The disk write cache really is an implementation detail, it has no
business in Posix.

Posix seems to define the semantics for fdatasync and cor relatively
well (that is if you like the specification speak in there):

"The fdatasync() function forces all currently queued I/O operations
 associated with the file indicated by file descriptor fildes to the
 synchronised I/O completion state."

"synchronised I/O data integrity completion

 o For read, when the operation has been completed or diagnosed if
   unsuccessful. The read is complete only when an image of the data has
   been successfully transferred to the requesting process. If there were
   any pending write requests affecting the data to be read at the time
   that the synchronised read operation was requested, these write
   requests shall be successfully transferred prior to reading the
   data."
 o For write, when the operation has been completed or diagnosed if
   unsuccessful. The write is complete only when the data specified in the
   write request is successfully transferred and all file system
   information required to retrieve the data is successfully transferred."
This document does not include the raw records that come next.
PR #2399, opened 2026-05-19
Cancel agreement via Sales API

lailien3:
https://eaflood.atlassian.net/browse/IWTF-5037

We want to notify GovPay when an agreement is cancelled so that we’re not relying on the CRM for this logic


lailien3:
> Do we want to do this? I'm concerned this could mean the CRM would show a record as cancelled when the agreement might still be active in GOV.UK Pay (although then I guess we would still not be requesting the payment when it would have been due, so maybe it's the same result). How does the CRM handle this situation currently?



from what I get from the docs, a 400 specifically means "You can only cancel agreements in the active status", so by the time we get that response, the agreement is in a non-active state (created, cancelled, or inactive). there shouldn't be a case where the agreement is still active but we're marking it cancelled in CRM


My thinking was that if GovUK Pay already considers it non-active, persisting the cancellation to CRM just keeps things in sync and stops the recurring payments job from repeatedly trying to process it, but lmk if im thnking of this incorrectly

I've updated the test description tho to make that clearer


with the 404 error, in the docs too, 404 will mean that "No agreement matched the AGREEMENT_ID", so it's the ID not existing at all, not it being already cancelled. I also changed the test description to be clearer. For this, im thinking that becaus e we get the agreementId from CRM, so it was valid at one point, the 404 means it will be gone from GOVUK Pay's side. It feels safe to persist the cancellation to CRM, and no payments can be taken against it anyway. wdyt?

packages/connectors-lib/src/govuk-pay-api.js
```diff
@@ -113,3 +113,21 @@ export const getRecurringPaymentAgreementInformation = async agreementId => {
...
+ */
+export const cancelRecurringPaymentAgreement = async agreementId => {
+  try {
+    return fetch(`${process.env.GOV_PAY_RCP_API_URL}/${agreementId}/cancel`, {
+      headers: headers(true),
+      method: 'post',
+      timeout: process.env.GOV_PAY_REQUEST_TIMEOUT_MS || GOV_PAY_REQUEST_TIMEOUT_MS_DEFAULT
+    })
+  } catch (err) {
+    console.error(`Error cancelling recurring payment agreement in the GOV.UK API service - agreementId: ${agreementId}`, err)
```
jaucourt, line 130: If you're hoping to catch errors from the fetch with this, it won't work. Bonus points if you can tell me why! Super bonus points if you write a test for the behaviour... ;P 

Edit: I got AI to check the function and it didn't pick up the problem either!

packages/sales-api-service/src/schema/__tests__/recurring-payments.schema.spec.js
```diff
@@ -195,6 +179,11 @@ describe('cancelRecurringPaymentRequestQuerySchema', () => {
     expect(() => cancelRecurringPaymentRequestQuerySchema.validateAsync(sampleData)).not.toThrow()
   })
 
+  it('validates expected object if the reason is Business Cancelled', async () => {
+    const sampleData = { reason: 'Business Cancelled' }
+    expect(() => cancelRecurringPaymentRequestQuerySchema.validateAsync(sampleData)).not.toThrow()
+  })
```
jaucourt, line 175: Combining this with the Payment Failure test would be a good idea - and then you can add a case for User Cancelled, as that doesn't look to be tested for

packages/sales-api-service/src/services/__tests__/recurring-payments.service.spec.js
```diff
@@ -895,93 +899,241 @@ describe('recurring payments service', () => {
   })
 
   describe('cancelRecurringPayment', () => {
+    const mockPermission = new Permission()
+    mockPermission.isRecurringPayment = true
```
jaucourt: This is breaking the 'fresh test, fresh mocks' rule that we have

packages/sales-api-service/src/services/__tests__/recurring-payments.service.spec.js
```diff
@@ -895,93 +899,241 @@ describe('recurring payments service', () => {
...
-      await cancelRecurringPayment('id', 'Payment Failure')
+      await cancelRecurringPayment('id', 'User Cancelled')
 
       expect(persist).toHaveBeenCalledWith([
         expect.objectContaining({
           ...recurringPayment,
           cancelledReason,
           cancelledDate: expect.stringMatching(/^\d{4}-\d{2}-\d{2}$/)
-        })
+        }),
```
jaucourt, line 959: The cancelledDate isn't specific enough - this could be set to a static value that matched the regex. You need to mock out the date to be a couple of different values and test that it gets set to the current date / time. You're also only setting it to be a date, not a date / time.

packages/sales-api-service/src/services/__tests__/recurring-payments.service.spec.js
```diff
@@ -895,93 +899,241 @@ describe('recurring payments service', () => {
...
+      findById.mockReturnValueOnce(recurringPayment)
 
-      const cancelledReason = { description: 'User Cancelled', id: 910400003, label: 'User Cancelled' }
+      await cancelRecurringPayment('id', 'User Cancelled')
 
-      const recurringPayment = { ...getMockRecurringPayment(), cancelledDate: null }
+      expect(govUkPayApi.cancelRecurringPaymentAgreement).toHaveBeenCalledWith(recurringPayment.agreementId)
+    })
+
+    it('should not call cancelRecurringPaymentAgreement on GovUKPay when agreementId does not exist', async () => {
```
jaucourt: This description could be a little more precise - it throws an error, so the description should say that we expect cancelRecurringPayment to throw an error when a fetched RCP doesn't have an agreement id

jaucourt (changes requested):
We need to chat about this - please give me a shout when you come to looking at review comments and we can pair up. You're not doing TDD and it's really confusing reading your tests and code because of that.

packages/connectors-lib/src/govuk-pay-api.js
lailien3: u need to await the fetch so the try/catch actually works!

packages/dynamics-lib/src/queries/__tests__/recurring-payments-queries.spec.js
```diff
@@ -62,4 +63,29 @@ describe('Recurring Payment Queries', () => {
...
+
+    it('includes recurring payment id filter', () => {
+      const request = getRetrieveRequest()
+      expect(request.filter).toContain(`defra_recurringpaymentid eq ${recurringPaymentId}`)
+    })
+
+    it('includes default statecode filter', () => {
+      const request = getRetrieveRequest()
+      expect(request.filter).toContain('statecode eq 0')
+    })
```
jaucourt, line 87: I can see what you've done with this test to break it down, and that's great. However, you could remove all instances of 'and' from the filter and no tests would fail, but it wouldn't work when used. I think either a snapshot test for the filter, with a couple of different values for recurring payment id, or a simple test against a string where you substitute in the recurringPaymentId, would be a bit more robust. Given that RecurringPayment.definition.defaultFilter isn't actually contained in the unit being tested, but we're asserting on this value, it should really be mocked out.

packages/dynamics-lib/src/queries/__tests__/recurring-payments-queries.spec.js
```diff
@@ -62,4 +63,29 @@ describe('Recurring Payment Queries', () => {
...
+
+    it('expands active permission relationship', () => {
+      const request = getRetrieveRequest()
+      expect(request.expand).toContainEqual({ property: 'defra_ActivePermission' })
+    })
```
jaucourt, line 94: Again, this is fine but you should be mocking out RecurringPayment otherwise you're testing more than the recurring payment query unit, you're testing the recurring payment entity too.

packages/sales-api-service/src/schema/__tests__/recurring-payments.schema.spec.js
```diff
@@ -168,50 +168,29 @@ describe('cancelRecurringPaymentRequestParamsSchema', () => {
...
-    const sampleData = { reason: 'Because I said so' }
-    expect(() => cancelRecurringPaymentRequestQuerySchema.validateAsync(sampleData).rejects.toThrow())
+  it('throws an error if reason is invalid', async () => {
+    const sampleData = { reason: 'Not A Valid Reason' }
+    await expect(cancelRecurringPaymentRequestQuerySchema.validateAsync(sampleData)).rejects.toThrow()
   })
 
   it('throws an error if an incorrect key is provided', async () => {
     const sampleData = { foo: 'Payment Failure' }
-    expect(() => cancelRecurringPaymentRequestQuerySchema.validateAsync(sampleData).rejects.toThrow())
```
jaucourt, line 215: Of course, you don't _have_ to use `validateAsync`. If you simply did `validate`, you get an object back with the validation details: https://joi.dev/api/18.x.x#anyvalidatevalue-options.

packages/sales-api-service/src/services/__tests__/recurring-payments.service.spec.js
```diff
@@ -895,93 +899,238 @@ describe('recurring payments service', () => {
...
+      dynamicsClient.retrieveMultipleRequest.mockResolvedValue({
+        value: [{ defra_ActivePermission: { defra_permissionid: 'mock-permission-id' } }]
+      })
+      jest.spyOn(Permission, 'fromResponse').mockReturnValue(mockPermission)
+      retrieveGlobalOptionSets.mockReturnValue({ cached: jest.fn().mockResolvedValue({ definition: 'mock-def' }) })
+      findById.mockImplementation(entityType => {
+        if (entityType === Permission) return mockPermission
+        return null
+      })
+    })
```
jaucourt: This isn't a pattern we use. Please re-write this so that it's a helper function, into which you can pass a permission that you either create in the test, or is generated by another helper function. We can have a chat about this if what I'm saying isn't clear.

packages/sales-api-service/src/services/recurring-payments.service.js
```diff
@@ -168,20 +171,57 @@ export const findNewestExistingRecurringPaymentInCrm = async agreementId => {
...
-    const data = recurringPayment
-    const isUserCancelled = reason === 'User Cancelled'
+  if (!recurringPayment) {
+    throw new Error('Invalid id provided for recurring payment cancellation')
+  }
+  if (!recurringPayment.agreementId) {
+    throw new Error('Cannot cancel a recurring payment without an agreement ID')
+  }
+
+  const data = recurringPayment
```
jaucourt: I don't understand why you're changing the name of the variable here? If you want it to be 'data', then give it that name to start with? Although I think calling it recurringPayment is more descriptive, and therefore better.

packages/sales-api-service/src/services/recurring-payments.service.js
```diff
@@ -168,20 +171,57 @@ export const findNewestExistingRecurringPaymentInCrm = async agreementId => {
...
+
+  data.cancelledDate = new Date().toISOString()
+  data.cancelledReason = await getGlobalOptionSetValue(RecurringPayment.definition.mappings.cancelledReason.ref, reason)
+
+  await cancelGovUkPayAgreement(data.agreementId)
+
+  const updatedRecurringPayment = Object.assign(new RecurringPayment(), data)
```
jaucourt: Not really sure why you're doing this, either? Do the tests still pass if you don't?

packages/sales-api-service/src/services/__tests__/recurring-payments.service.spec.js
```diff
@@ -895,93 +899,238 @@ describe('recurring payments service', () => {
...
+      expect(persist).toHaveBeenCalledWith([expect.any(RecurringPayment), mockPermission])
+    })
+
+    it('passes recurring payment id to findPermissionByRecurringPaymentId', async () => {
+      const recurringPayment = getMockRecurringPayment()
+      findById.mockReturnValueOnce(recurringPayment)
+
+      await cancelRecurringPayment('id', 'User Cancelled')
+
+      expect(findPermissionByRecurringPaymentId).toHaveBeenCalledWith('id')
```
jaucourt: please use a couple of different values for id, and don't be frightened of using a full guid

packages/sales-api-service/src/services/__tests__/recurring-payments.service.spec.js
```diff
@@ -895,93 +899,238 @@ describe('recurring payments service', () => {
...
     })
+
+    it('propagates persist error after successful GovUKPay cancellation', async () => {
+      const recurringPayment = getMockRecurringPayment()
+      findById.mockReturnValueOnce(recurringPayment)
+      govUkPayApi.cancelRecurringPaymentAgreement.mockResolvedValueOnce({ ok: true, status: 204 })
+      persist.mockRejectedValueOnce(new Error('CRM unavailable'))
+
+      await expect(cancelRecurringPayment('id', 'User Cancelled')).rejects.toThrow('CRM unavailable')
+    })
```
jaucourt, line 1129: Much better & clearer tests - and they're comprehensive as far as I can see!

packages/sales-api-service/src/services/__tests__/recurring-payments.service.spec.js
jaucourt: This comment is still relevant, because you're still using this static value in multiple tests...

jaucourt (changes requested):
Looking much better, but still a few things to address

packages/sales-api-service/src/schema/__tests__/recurring-payments.schema.spec.js
lailien3: I did try switching this block to `validate` and asserting specific validation detail types, but it ended up being brittle in CI (because of Joi error ordering/coercion) For `{ reason: 99 }`, I expected `string.base` but CI returned `any.only`, and for the unknown-key case I initially expected `object.unknown` but got `any.required` first.

I reverted this block back to `validateAsync(...).rejects.toThrow()`, which is also the pattern used elsewhere earlier in this same spec file.

packages/connectors-lib/src/govuk-pay-api.js
jaucourt: One tiny thing - you're still not awaiting the fetch. You've also not written a test for it...

packages/dynamics-lib/src/queries/__tests__/recurring-payments-queries.spec.js
```diff
@@ -62,4 +64,43 @@ describe('Recurring Payment Queries', () => {
...
+      const mockDefaultFilter = 'mock_default_filter'
+      const definitionSpy = jest.spyOn(RecurringPayment, 'definition', 'get').mockReturnValue(createMockDefinition(mockDefaultFilter))
+
+      try {
+        const request = findPermissionByRecurringPaymentId(recurringPaymentId).toRetrieveRequest()
+        expect(request.filter).toBe(
+          `_defra_activepermission_value ne null and defra_recurringpaymentid eq ${recurringPaymentId} and ${mockDefaultFilter}`
+        )
+      } finally {
+        definitionSpy.mockRestore()
```
jaucourt: Not 100% sure you need to do this - I think the mock might get torn down with the test.

packages/sales-api-service/src/services/__tests__/recurring-payments.service.spec.js
```diff
@@ -895,93 +899,258 @@ describe('recurring payments service', () => {
...
-      retrieveGlobalOptionSets.mockReturnValueOnce({ cached: jest.fn().mockResolvedValue({ definition: 'mock-def' }) })
+    const cancelRecurringPaymentIds = [
+      '92207e2c-0aa2-4600-a9c4-a7eb2276e404',
+      'f794dd0d-b80a-4d51-b738-479c87b4765b',
+      'b437d543-430f-4eb1-830d-539148c8b440'
+    ]
+
+    const testState = {
+      linkedPermission: null
+    }
```
jaucourt: This, and the above, is sharing state between tests and is to be avoided. Each test should define its own mocks and its own state. Otherwise you risk ending up in a right old muddle, with tests passing that shouldn't, tests failing that shouldn't, and code that's difficult to read and understand. I think we should pair on this, so please put an hour in over the next day or two for us to go through it 😊

jaucourt (changes requested):

packages/connectors-lib/src/__tests__/govuk-pay-api.spec.js
```diff
@@ -202,5 +265,100 @@ describe('govuk-pay-api-connector', () => {
...
+      const error = new Error('cancel agreement failed')
+      const consoleErrorSpy = jest.spyOn(console, 'error').mockImplementation(jest.fn())
+      fetch.mockRejectedValueOnce(error)
+
+      await govUkPayApi.cancelRecurringPaymentAgreement('abc-123').catch(() => {})
+      expect(consoleErrorSpy).toHaveBeenCalledWith(
+        'Error cancelling recurring payment agreement in the GOV.UK API service - agreementId: abc-123',
+        error
+      )
+    })
```
jaucourt, line 362: One small thing - you're always invoking `cancelRecurringPaymentAgreement` with `'abc-123'`. Change the containing describe block to have a few test cases with different agreement ids, so that it's tested with different values. Make sure that you change the description for the describe block to include the agreement id

packages/sales-api-service/src/services/recurring-payments.service.js
```diff
@@ -168,20 +171,55 @@ export const findNewestExistingRecurringPaymentInCrm = async agreementId => {
...
   const recurringPayment = await findById(RecurringPayment, id)
-  if (recurringPayment) {
-    const data = recurringPayment
-    const isUserCancelled = reason === 'User Cancelled'
+  if (!recurringPayment) {
+    throw new Error('Invalid id provided for recurring payment cancellation')
+  }
+  if (!recurringPayment.agreementId) {
+    throw new Error('Cannot cancel a recurring payment without an agreement ID')
+  }
```
jaucourt, line 183: Both of these errors are great, but please can you add the recurring payment id to the error message? Then we'll have some chance of tracking it down if they're ever thrown.

packages/sales-api-service/src/services/__tests__/recurring-payments.service.spec.js
```diff
@@ -895,93 +898,257 @@ describe('recurring payments service', () => {
   })
 
   describe('cancelRecurringPayment', () => {
-    it('should call findById with RecurringPayment and the provided id', async () => {
-      retrieveGlobalOptionSets.mockReturnValueOnce({ cached: jest.fn().mockResolvedValue({ definition: 'mock-def' }) })
+    const cancelRecurringPaymentIds = [
+      '92207e2c-0aa2-4600-a9c4-a7eb2276e404',
+      'f794dd0d-b80a-4d51-b738-479c87b4765b',
+      'b437d543-430f-4eb1-830d-539148c8b440'
+    ]
```
jaucourt: Don't do this, please - just put three different guids in the each of the relevant test. And make them different between tests, because there's no need to share guids in this way.

packages/sales-api-service/src/services/recurring-payments.service.js
```diff
@@ -168,20 +171,55 @@ export const findNewestExistingRecurringPaymentInCrm = async agreementId => {
...
+  await cancelGovUkPayAgreement(recurringPayment.agreementId)
+
+  const updatedRecurringPayment = Object.assign(new RecurringPayment(), recurringPayment)
+  const entitiesToPersist = [updatedRecurringPayment]
+
+  const linkedPermission = await getLinkedPermission(id)
+  if (linkedPermission) {
+    linkedPermission.isRecurringPayment = false
+    entitiesToPersist.push(linkedPermission)
+  }
```
jaucourt: This could be done more efficiently by retrieving the recurring payment with the active permission expanded (appending `$expand=defra_ActivePermission` to the oData query), then only one round trip is needed.

I'm also not sure under what circumstances there _wouldn't_ be an active permission? I think perhaps an error should be thrown in this circumstance.

packages/sales-api-service/src/services/__tests__/recurring-payments.service.spec.js
```diff
@@ -895,93 +898,257 @@ describe('recurring payments service', () => {
...
+    it('returns the updated recurring payment', async () => {
+      arrangeCancelRecurringPayment()
+      const recurringPayment = getMockRecurringPayment()
+      findById.mockReturnValueOnce(recurringPayment)
 
-      const cancelledReason = { description: 'User Cancelled', id: 910400003, label: 'User Cancelled' }
+      const result = await cancelRecurringPayment('id', 'User Cancelled')
 
-      const recurringPayment = { ...getMockRecurringPayment(), cancelledDate: null }
+      expect(result).toEqual(expect.any(RecurringPayment))
```
jaucourt: I don't think this is specific enough. The `cancelRecurringPayment` could do `return new RecurringPayment()` and this test would still pass. You need to verify what's returned matches what you'd expect - i.e. the mock recurring payment you've created above.

packages/sales-api-service/src/services/__tests__/recurring-payments.service.spec.js
```diff
@@ -895,93 +898,257 @@ describe('recurring payments service', () => {
...
+
+    it('builds linked permission from expanded response data', async () => {
+      const permissionData = { defra_permissionid: 'specific-permission-id' }
+      arrangeCancelRecurringPayment({ retrieveMultipleResponse: { value: [{ defra_ActivePermission: permissionData }] } })
+      const recurringPayment = getMockRecurringPayment()
+      findById.mockReturnValueOnce(recurringPayment)
+
+      await cancelRecurringPayment('id', 'User Cancelled')
+
+      expect(Permission.fromResponse).toHaveBeenCalledWith(permissionData, expect.anything())
```
jaucourt: It's good you're testing that permissionData is passed to Permission.fromResponse, but you're not testing that the value from `retrieveGlobalOptionSets().cached()` is passed to it as the second argument.

packages/sales-api-service/src/services/__tests__/recurring-payments.service.spec.js
```diff
@@ -895,93 +898,257 @@ describe('recurring payments service', () => {
...
+    })
+
+    it('persists recurring payment when no linked permission is found', async () => {
+      arrangeCancelRecurringPayment({ retrieveMultipleResponse: { value: [] } })
+      const recurringPayment = getMockRecurringPayment()
+      findById.mockReturnValueOnce(recurringPayment)
+
+      await cancelRecurringPayment('id', 'User Cancelled')
+
+      expect(persist).toHaveBeenCalledWith([expect.any(RecurringPayment)])
```
jaucourt: Not specific enough - you could do `persist([new RecurringPayment()])` and the test would still pass. Same goes for the next test.

packages/sales-api-service/src/services/__tests__/recurring-payments.service.spec.js
```diff
@@ -895,93 +898,257 @@ describe('recurring payments service', () => {
...
     })
+
+    it('propagates persist error after successful GovUKPay cancellation', async () => {
+      arrangeCancelRecurringPayment()
+      const recurringPayment = getMockRecurringPayment()
+      findById.mockReturnValueOnce(recurringPayment)
+      persist.mockRejectedValueOnce(new Error('CRM unavailable'))
+
+      await expect(cancelRecurringPayment('id', 'User Cancelled')).rejects.toThrow('CRM unavailable')
+    })
```
jaucourt, line 1129: As well as my other comments, you're missing a few test cases:
1) If the object returned by findById doesn't have an agreementId property, an error is thrown
2) When cancelGovUkPayAgreement is called, if the response from govUkPayApi is ok, writes out a message and the agreement id via the debug statement
3) When cancelGovUkPayAgreement is called, if the response from govUkPayApi  has a status of not found, it writes out a message and the agreement id via the debug statement
4) When cancelGovUkPayAgreement is called, if the response from govUkPayApi  has a status of bad request, it writes out a message and the agreement id via the debug statement

You might be able to delete one or two tests if you amend the data retrieval so that the expanded active permission is retrieved. Although an error probably should be thrown if there is no active permission.

jaucourt (changes requested):
Sorry, still a few things to address.

packages/sales-api-service/src/services/__tests__/recurring-payments.service.spec.js
lailien3: that test is now gone cus we changed the refactored and changed the request to dynamics into 1 call - i believe ur concern is now covered in predefined-query.spec.js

Given that it talks about data retrievable an volatile cache does not
seem to meet the above criteria.  But yeah, it's a horrible language.

> What does IRIX do?  Does O_DIRECT on IRIX write through the drive's
> cache?  What about Solaris?

IRIX only came pre-packaged with SGI MIPS systems.  Which as most of
the more expensive hardware was not configured with write through
caches.  Which btw is still the case for all more expensive hardware
I have.  The whole issue with volatile write back cache is just too
much of a data integrity nightmare as that you would enable it where
your customers actually care about their data.